We judge code quality along two different dimensions.
In the short term, time pressures often tempt us to trade future maintainability for faster initial development. If not quickly corrected, this tradeoff is almost always bad in the long term, as maintaining poor quality code requires huge amounts of time and effort.
Having a Culture of Quality is important for making the necessary investments in high quality code to ensure that we can continue to GSD in the future.
Just as under-investing in quality can lead to less GSD in the future, over-investing in quality can lead to less GSD in the present. Perfection is the enemy of GSD; we must find a balance that allows us to both make progress now as well as not limit us in the future.
Reviews are perhaps the most important method we use to maintain a culture of quality. We generically refer to reviews of both code and designs as "code reviews".
Code reviews have multiple benefits:
Code reviews are a good example of a keystone habit. Knowing that others will be looking at their code encourages developers to invest the time and effort to create high quality code, even before it is reviewed.
In general, all designs and all code should be reviewed, and all reviews should be completed before the code is deployed. Thus, it is important for all reviewers to complete their reviews in a timely manner. A good standard is that no code review should be waiting for your feedback for longer than 2 business days. An even better goal to strive for is "code review zero", where you have successfully completed all of your open code reviews!

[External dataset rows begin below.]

PR #21810, opened 2024-12-05
Add saveRaw method to LocalFilesStorage and LocalMediaStorage classes

PaulAdamDavis:
ref https://linear.app/ghost/issue/CON-3/external-media-inliner-should-inline-more-file-types

The external media inliner requests each file as a buffer. Saving this works well for images, but not media or files as the `saveRaw` method is not available on those storage adapters.

This PR adds the same `saveRaw` method from `LocalImagesStorage` to two related classes, which enables saving buffers for all other supported file types

### DIFF
--- a/ghost/core/core/server/adapters/storage/LocalFilesStorage.js
+++ b/ghost/core/core/server/adapters/storage/LocalFilesStorage.js
@@ -1,16 +1,50 @@
 // # Local File System Storage module
 // The (default) module for storing media, using the local file system
+const fs = require('fs-extra');
+const path = require('path');
 const config = require('../../../shared/config');
+
 const constants = require('@tryghost/constants');
+const urlUtils = require('../../../shared/url-utils');
 const LocalStorageBase = require('./LocalStorageBase');
+
+const messages = {
+    notFound: 'File not found',
+    notFoundWithRef: 'File not found: {file}',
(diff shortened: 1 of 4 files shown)


ghost/core/core/server/adapters/storage/LocalFilesStorage.js
```diff
@@ -1,17 +1,51 @@
...
+const urlUtils = require('../../../shared/url-utils');
 const LocalStorageBase = require('./LocalStorageBase');
 
+const messages = {
+    notFound: 'File not found',
+    notFoundWithRef: 'File not found: {file}',
+    cannotRead: 'Could not read File: {file}'
+};
+
 class LocalFilesStorage extends LocalStorageBase {
```
daniellockyer, line 17: Given that `LocalFilesStorage`, `LocalMediaStorage` and `LocalImagesStorage` are all __extremely__ similar now, we could probably move `saveRaw` up to `LocalStorageBase` and DRY up the implementation of `saveRaw`? 🙂

PaulAdamDavis: Solid point. Done!

daniellockyer (approved):
LGTM (have not tested intended functionality though)

PR #21816, opened 2024-12-05
Removed Beta flag for Custom Fonts

peterzimon:
ref https://linear.app/ghost/issue/DES-986/move-feature-to-ga-after-two-weeks-of-wait

Next week we're rolling out Custom fonts for customers. This commit removes the beta flag for this feature.


ghost/core/test/unit/frontend/helpers/body_class.test.js
```diff
@@ -216,17 +215,6 @@ describe('{{body_class}} helper', function () {
             rendered.string.should.equal('post-template tag-foo tag-bar gh-font-heading-space-grotesk gh-font-body-noto-sans');
         });
 
-        it('does not include custom font classes when custom fonts are not enabled', function () {
```
9larsons, line 219: Would this test still be worth keeping but just removing the labs flag?

apps/admin-x-settings/src/components/settings/site/designAndBranding/ThemeSettings.tsx
```diff
@@ -70,11 +68,9 @@ const ThemeSettings: React.FC<ThemeSettingsProps> = ({sections, updateSetting})
 
                             // hides typography related theme settings from official themes
                             // should be removed once we remove the settings from the themes in 6.0
-                            if (hasCustomFonts) {
-                                const hidingSettings = themeSettingsMap[activeThemeName];
-                                if (hidingSettings && hidingSettings.includes(setting.key) && activeThemeAuthor === 'Ghost Foundation' && supportsCustomFonts) {
-                                    spaceClass += ' hidden';
-                                }
+                            const hidingSettings = themeSettingsMap[activeThemeName];
+                            if (hidingSettings && hidingSettings.includes(setting.key) && activeThemeAuthor === 'Ghost Foundation' && supportsCustomFonts) {
```
9larsons, line 72: So we should be hiding the block if the theme doesn't support it, based on [this](https://github.com/TryGhost/Ghost/blob/main/apps/admin-x-settings/src/hooks/useCustomFonts.tsx#L7) line. Then it makes sense to not have an error message.

9larsons: Actually, this block is confusing to me. Why are we only hiding the settings for official themes?

ghost/core/test/unit/frontend/helpers/ghost_head.test.js
```diff
@@ -1173,30 +1170,7 @@ describe('{{ghost_head}} helper', function () {
             }));
         });
 
-        it('does not include custom font when not set', async function () {
```
9larsons, line 1176: Same for this one.

9larsons (commented):
Few questions.

apps/admin-x-settings/src/components/settings/site/designAndBranding/ThemeSettings.tsx
minimaluminium: We have font-related custom font settings on almost all our official themes. We want to hide them when official themes support the new custom fonts feature, because it'd be confusing for users to have two font-related settings — one in the brand settings, and the other one in the theme settings.

PR #21292, opened 2024-10-14
[WIP] Upgrade Yarn to Yarn 4.5.0

ronaldlangeveld:
Have some free time during a 6 hour layover in Dubai, en route from Scotland to Korea.
Decided to give upgrading yarn a stab.

PR #21818, opened 2024-12-06
Yarn 4 upgrade fixes

crutchcorn:
This PR gets Yarn 4 (Berry) into a working state, based off of the work done by @ronaldlangeveld in #21292

It does this by:

- Adding missing packages
- Resolving things manually as-needed
- Moved things from the Ghost ESLint plugin to the root deps temporarily while I wait for some feedback from @joshuakgoldberg
- Resolving merge conflicts
- Upgrading Yarn to fix issues with lockfile generation
- Clearing the lockfile to fix issues with lockfile


ghost/announcement-bar-settings/package.json
```diff
@@ -21,6 +21,5 @@
     "c8": "8.0.1",
     "mocha": "10.2.0",
     "sinon": "15.2.0"
-  },
-  "dependencies": {}
+  }
```
JoshuaKGoldberg, line 24: This gave me an idea 😄 thank you!

https://github.com/JoshuaKGoldberg/eslint-plugin-package-json/issues/683

package.json
```diff
@@ -116,17 +122,27 @@
   },
   "devDependencies": {
     "@actions/core": "1.11.1",
+    "@kapouer/eslint-plugin-no-return-in-loop": "1.0.0",
+    "@typescript-eslint/eslint-plugin": "6.9.1",
+    "@typescript-eslint/parser": "6.9.1",
```
JoshuaKGoldberg, line 127: `eslint-plugin-ghost` has specific versions of tseslint packages, and is actually on the latest 8.17.0:

https://github.com/TryGhost/eslint-plugin-ghost/blob/0bc3217ebe1409c12496860bbef37c6d4bb3eabf/package.json#L36-L37

Having a different version here will give you two versions. https://github.com/eslint/eslint/discussions/15681 might be the issue?

I'm not super confident this is what you're seeing and haven't set all this stuff up locally to try. If this isn't the right fix, let me know and I can poke deeper.

crutchcorn: Ahh, I see the confusion this is my bad.

A few things to note:

1) The `TryGhost/Ghost` repo is using an older version of `eslint-plugin-ghost` that includes these specific versions
2) I'm hoping to remove the need for the "install in the monorepo" `peerDeps`-style dep sharing.

Instead, I'd love to `npm i eslint-plugin-ghost` and have it handle the versions of `@typescript-eslint` and such for us

JoshuaKGoldberg: Alternative, are there blockers to just using flat config? 😁

JoshuaKGoldberg: Anyway, what folks normally do is `require.resolve("@typescript-eslint/eslint-plugin)` inside the plugin. That way it resolves to the specific string path within your `node_modules/eslint-plugin/ghost/node_modules/` (if that's not deduplicated to something higher up). I'll try that out now...

JoshuaKGoldberg: I, ah, don't know why this isn't working: https://github.com/JoshuaKGoldberg/eslint-plugin-ghost/tree/require-resolve.

Steps to repro what I thought would fix things:

1. Check out that branch locally
2. Link the `Ghost` repo to that branch with `"eslint-plugin-ghost": "file:../eslint-plugin-ghost"` in the `package.json`'s `dependencies` 
3. Remove all` parser: '@typescript-eslint/parser'` lines from ESLint config files in the `Ghost` repo

I do see console logs from the local package. But:

```plaintext
 Oops! Something went wrong! :(
      
      ESLint: 8.44.0
      
      ESLint couldn't find the plugin "@typescript-eslint/eslint-plugin".
      
      (The package "@typescript-eslint/eslint-plugin" was not found when loaded as a Node module from the directory "/Users/josh/repos/Ghost/ghost/nql-filter-expansions".)
      
      It's likely that the plugin isn't installed correctly. Try reinstalling by running the following:
      
          npm install @typescript-eslint/eslint-plugin@latest --save-dev
      
      The plugin "@typescript-eslint/eslint-plugin" was referenced from the config file in ".eslintrc.js » plugin:ghost/ts".
      
      If you still can't figure out the problem, please stop by https://eslint.org/chat/help to chat with the team.
```

21/95 targets fail in `yarn lint`. 🤔

ErisDS:
Thanks for doing this! We're not quite ready for yarn 4 yet (or sure if we want yarn v4 or pnpm) - and there's lots of other tooling that would have to be updated to match (like Ghost-CLI) in order to change it, however once we get chance to focus on updating this will be an invaluable reference.

PR #21822, opened 2024-12-06
Update comments.json

echobilisim3421:
Added missing translations


ghost/i18n/locales/tr/comments.json
```diff
@@ -29,7 +29,7 @@
     "Founder @ Acme Inc": "Kurucu @ Firma Ünvan",
     "Full-time parent": "Tam zamanlı ebeveyn",
     "Head of Marketing at Acme, Inc": "Firma, Ünvan'da Pazarlama Müdürü",
-    "Hidden for members": "",
+    "Hidden for members": "Üyeler için gizli",
     "Hide": "Gizle",
     "Hide comment": "Yorumu gizle",
     "Jamie Larson": "Ad Soyad",
```
cathysarisky, line 35: We had a discussion on another PR (although maybe it was for portal) about how this should be     "Jamie Larson": "Ahmet Yılmaz",
    "jamie@example.com": "ahmet@example.com",
    
    Would you like to update this so that the name placeholder is consistent between portal and comments?

cathysarisky (approved):

ghost/i18n/locales/tr/comments.json
cathysarisky, line 35:
```suggestion
    "Jamie Larson": "Ahmet Yılmaz",
```

cathysarisky (approved):

ghost/i18n/locales/tr/comments.json
echobilisim3421: Yes, the translation written there is incorrect. It wouldn't be Ahmet Yılmaz. It would be more logical to write your username instead.

echobilisim3421: > We had a discussion on another PR (although maybe it was for portal) about how this should be "Jamie Larson": "Ahmet Yılmaz" Would you like to update this so that the name placeholder is consistent between portal and comments?

Even though I said the translation was wrong, you changed it again. I don't want someone else's name and surname to be written on my site, I'm sure there are many people who think like me, as I said, it is more appropriate to write Name Surname instead of someone's name and surname, accordingly, the person who registers will write their name and surname.

PR #21830, opened 2024-12-08
Update search.json

alexrodba:
Added missing translations

### DIFF
--- a/ghost/i18n/locales/ca/search.json
+++ b/ghost/i18n/locales/ca/search.json
@@ -1,9 +1,9 @@
 {
-    "Authors": "",
-    "Cancel": "",
-    "No matches found": "",
-    "Posts": "",
-    "Search posts, tags and authors": "",
-    "Show more results": "",
-    "Tags": ""
+    "Authors": "Autors",
+    "Cancel": "Cancel·lar",
+    "No matches found": "No s'ha trobat cap resultat",
+    "Posts": "Articles",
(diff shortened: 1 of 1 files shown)


cathysarisky:
Question:  ChatGPT suggests that the verb tenses should be imperative rather than infinitive ( cerca vs cercar , cancel-la vs cancel-lar), since these are UI actions or buttons.  I know that's broadly true for some related languages, but I don't know how Catalan does it.  A quick reply that you've considered it and infinitive is correct would be appreciated.

cathysarisky:
Hi @Zagur ! Do you have a moment to review these Catalan refinements?

alexrodba:
> Question: ChatGPT suggests that the verb tenses should be imperative rather than infinitive ( cerca vs cercar , cancel-la vs cancel-lar), since these are UI actions or buttons. I know that's broadly true for some related languages, but I don't know how Catalan does it. A quick reply that you've considered it and infinitive is correct would be appreciated.

Yeah, it's a country-wide issue. According to Softcatalà [seems like Imperative is preferred although infinitive is correct](https://www.softcatala.org/forum/viewtopic.php?f=4&t=269). I like infinitive more because it doesn't offer the tu vs vostè debate (Cercar is more inclusive than "cerca" or "cerqueu") but I know we're just a minority thinking like that.

I'll adapt to infinitive for the time being, and leave this discussion for future debate if need be.

cathysarisky (approved):

PR #21842, opened 2024-12-09
Fixed dropdown menu being cut off in comments-ui

kevinansfield:
closes https://linear.app/ghost/issue/PLG-273

- removed previous fix which only worked on last comment but not last reply
  - keeping track of last comment/reply spread a lot of domain knowledge around for a UI-only concern and wouldn't scale if we have other dropdowns in the future
- added `useOutOfViewportClasses` hook
  - accepts an object with top/bottom/right/left containing default and outOfViewPort classes
  - applies the correct classes using the DOM rather than React so that we avoid re-renders and associated flickering or broken rendering


sanne-san (approved):
LGTM! 🙌

PR #21857, opened 2024-12-10
Changed location of built public content to temporary dir

mike182uk:
refs [ONC-662](https://linear.app/ghost/issue/ONC-662/fix-file-write-issues-in-ghost-application-related-to-asset-generation)

Changed location of built public content to temporary dir to circumvent file writing issues in some environments (i.e gluster). This is a stop-gap measure until we get to refactoring the generation of the built public content.

### DIFF
--- a/ghost/core/core/shared/config/helpers.js
+++ b/ghost/core/core/shared/config/helpers.js
@@ -1,3 +1,5 @@
+const crypto = require('crypto');
+const os = require('os');
 const path = require('path');
 const {URL} = require('url');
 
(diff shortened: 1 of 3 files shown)


ghost/core/core/shared/config/helpers.js
```diff
@@ -64,6 +66,28 @@ const isPrivacyDisabled = function isPrivacyDisabled(privacyFlag) {
...
+ */
+function getProcessTmpDirPath(config) {
+    // Memoize the computed path to avoid re-computing it on each call - The
+    // value should not change during the lifetime of the process.
+    if (processTmpDirPath === null) {
+        const siteHash = crypto.createHash('md5')
+            .update(config.getSiteUrl())
+            .digest('hex');
+
+        processTmpDirPath = path.join(os.tmpdir(), `ghost_${siteHash}_${process.pid}`);
```
daniellockyer, line 85: Is it worth just simplifying this to use use a randomly generated UUID?

mike182uk: Ah yeh ofc, since adding the memoization, its fine to use something random here 👍

mike182uk: Updated in https://github.com/TryGhost/Ghost/pull/21857/commits/0e4fde065ad65035d691697ec7d42ed75bd3f4d9

PR #21861, opened 2024-12-11
Updated Comments likes UI changes to be instant

ronaldlangeveld:
ref PLG-288

- Implemented instant UI updates for comment likes/unlikes using optimistic rendering.
- Enhanced error handling reverts state on API failure, ensuring consistency. 
- Added new test helper to mock failed API requests, needed to test revert state handling.


apps/comments-ui/src/actions.ts
```diff
@@ -186,9 +186,29 @@ async function showComment({state, api, data: comment}: {state: EditableAppConte
...
+        await api.comments.like({comment: {id: comment.id}});
+        return {
+            commentLikeLoadingId: null
+        };
+    } catch (err) {
+        // if error we revert the state
+        return {
+            comments: commentsState,
+            commentLikeLoadingId: null
+        };
```
kevinansfield, line 202: This seems dangerous as other state changes could have happened if there was a long delay before the endpoint eventually errored. I would expect a rollback to only occur for the liked status of the comment under change, would that make things considerably more difficult?

apps/comments-ui/src/actions.ts
```diff
@@ -222,19 +242,33 @@ async function likeComment({state, api, data: comment}: {state: EditableAppConte
...
-    await api.comments.report({comment});
+async function sendUnlikeToApi({api, data: comment}: {api: GhostApi, data: {id: string, commentsState: Comment[]}}) {
+    const commentsState = comment.commentsState;
 
-    return {};
+    try {
+        await api.comments.unlike({comment: {id: comment.id}});
+        return {
+            commentUnlikeLoading: null
+        };
```
kevinansfield, line 257: Do we need this? It feels clunky.

Can we keep `likeComment` as it was where it still awaits the API response but first dispatches an action that does an immediate state update? That way the component that dispatches `likeComment` can await as normal and manage the button disabling with a typical wrapper around an async action but the state still updates immediately in the background to show the like/unlike status

kevinansfield: Pseudo-code:

```
async function likeComment(id) {
    dispatchAction('updateCommentLikeState', {id, liked: true});
    try {
        await api.likeComment(id);
    } catch () {
        dispatchAction('updateCommentLikeState', {id, liked: false});
    }
}
```

kevinansfield (approved):

PR #21867, opened 2024-12-11
Create verified session for reset password

vershwal:
Fixes https://linear.app/ghost/issue/ENG-1855/fix-reset-password-flow-in-case-of-2fa

- User is getting stuck on reset password page and they receive a verify token on the mail and nothing happens on the UI. 
- This is happening because the session is not verified in the case of the reset password flow. The backend is sending a code to verify the session, but we don't have the UI in place where the user can enter the code.
- Previously, the user would be redirected to the dashboard once they clicked on "Save new password."
- Now when 2FA is on, we should directly redirect to the dashboard as the reset password link was sent to the email address anyway. This is why we are creating an already verified session in this case.


ghost/admin/app/authenticators/cookie.js
```diff
@@ -33,6 +33,9 @@ export default Authenticator.extend({
         }
 
         const data = {username: identification, password};
+        if(key) {
```
sam-lord, line 36: With the above, if it was `skipEmailVerification`, this could be:

```
if (skipEmailVerification) {
    data.skipEmailVerification = true;
}
```

ghost/core/core/server/api/endpoints/session.js
```diff
@@ -33,6 +34,8 @@ const controller = {
         return models.User.getByEmail(object.username).then((user) => {
             if (user && !user.hasLoggedIn()) {
                 skipVerification = true;
+            } else if (frame.data.key === 'password_reset') {
```
sam-lord, line 37: Should make this simpler too -- instead of caring about a string value, just saying `} else if (frame.data.skipEmailVerification) {`

sam-lord (commented):
I think this is a really logical approach, and it's just the naming which is making it unclear what the usage of `key` is until you've searched the whole project for where it's used.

In addition to ensuring that the code itself is high quality, we also use code reviews to communicate how we write code to each other. Each developer is assigned a rotating reviewer who should be added to all reviews. This additional reviewer is focusing on learning from the review instead of providing constructive feedback on what may be an unfamiliar system. (Although offering constructive feedback is still encouraged, of course!)
Because of the importance of completing code reviews quickly, developers should incorporate code review time into their daily routine. At the same time, they should not consume so much time as to feel burdensome. If you feel overwhelmed with the number of reviews that you need to complete, please speak up! As teams grow and change, we often need to adjust who is reviewing the code for each project. Conversely, also feel free to add yourself as a default reviewer to any project that you have an interest in following.
Whenever we make modifications to a system, we should be leaving it in a better place than it was before. The easiest time to let quality slip is when making a minor change to an otherwise stable project. Unless we make an effort to continuously improve code whenever we touch it, these small reductions in quality will slowly change well-written software into an unmaintainable mess.
The principle of continuous improvement also lets us think about quality as a process, not a state. We may sometimes need to make compromises on quality in order to satisfy other requirements -- code debt is something that needs to be managed, not avoided entirely.
In practice, our philosophy of continuous improvement takes several forms:
Just like the other rules and processes described in this guide, our best practices and standards for developing software are intended to provide a useful default and describe good habits to cultivate. They will not apply universally -- don't be afraid to break the rules, although this should hopefully not be necessary very often.
One simple way of making code more maintainable is to make it easier to visually parse by both the original author and other members of the team. At the same time, making standards easy to follow is essential to preventing them from being overly burdensome. Thus, our standards are mostly encoded as automatic formatting rules, although we also have a somewhat poorly maintained Scala Style Guide.
We are strong believers in the power of tests to validate the behavior of an application both now and in the future. Tests form a concrete specification for how software should behave. Our code should have both unit tests to verify the behavior of small pieces of code as well as integration tests to ensure that different projects are operating with each other according to our expectations.
One of the key measurements of maintainability is whether another developer can quickly and easily recreate an application without modifying any code at all. If the code is inaccessible, this is clearly impossible. All code should be checked into our source control. Generally speaking, commits should small and oriented around a single logical change. This aids in documenting, reverting, merging, and otherwise understanding what each changeset does.
All production builds should happen on our build server. This ensures that builds complete cleanly and are not relying on any local state on a developer's personal machine. We do make a small exception for builds that will never be used outside of an individual developer's work. (For example, when working on multiple projects simultaneously, it may be necessary to publish an upstream project to a local repository for the downstream project to consume.) However, all builds that reach our shared developer repository and potentially beyond to production should be built on the build server.
All production applications should run on one of our standard deployment environments:
Sticking to a few standard deployment environments reduces the overhead of maintaining a large amount of infrastructure. Our common deployment tools also ensure that we can track failures, roll back changes when necessary, and successfully re-deploy services on demand.
We believe that having healthy security restrictions not only protects our systems from others but also protects them from ourselves. All developers have the responsibility to help maintain our production environment, including shutting down and deleting resources when they are no longer needed. However, developers should only be able to make destructive changes intentionally. Ideally, no developer should be able to accidentally shut down production services or delete production data.
To protect against accidental modifications to production systems, destructive changes to production systems should be checked into our SCM as scripts and reviewed according to our usual process. The changes should not actually be made until after the review has been completed. You can find a more detailed explanation of the steps involved on the wiki.
Our permissions are generally controlled via Amazon's Identity and Access Management.